PR #3131, opened 2016-09-01
update location and recordings to fix iothub tests

EvgenyAgafonchikov:
This fixes iothub tests in Live\Recording mode: Previously they took location value from previous tests (process.env setup). The location taken is not supported for iothub operations.

### DIFF
--- a/test/commands/arm/iothub/arm.iothub-tests.js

______________________________

**ACTIVITY**. The line with "This fixes iothub" marks where to start. Transcribe from there through the final line of the records, exactly and with nothing added.

**RESULT BELOW**.
This fixes iothub tests in Live\Recording mode: Previously they took location value from previous tests (process.env setup). The location taken is not supported for iothub operations.

### DIFF
--- a/test/commands/arm/iothub/arm.iothub-tests.js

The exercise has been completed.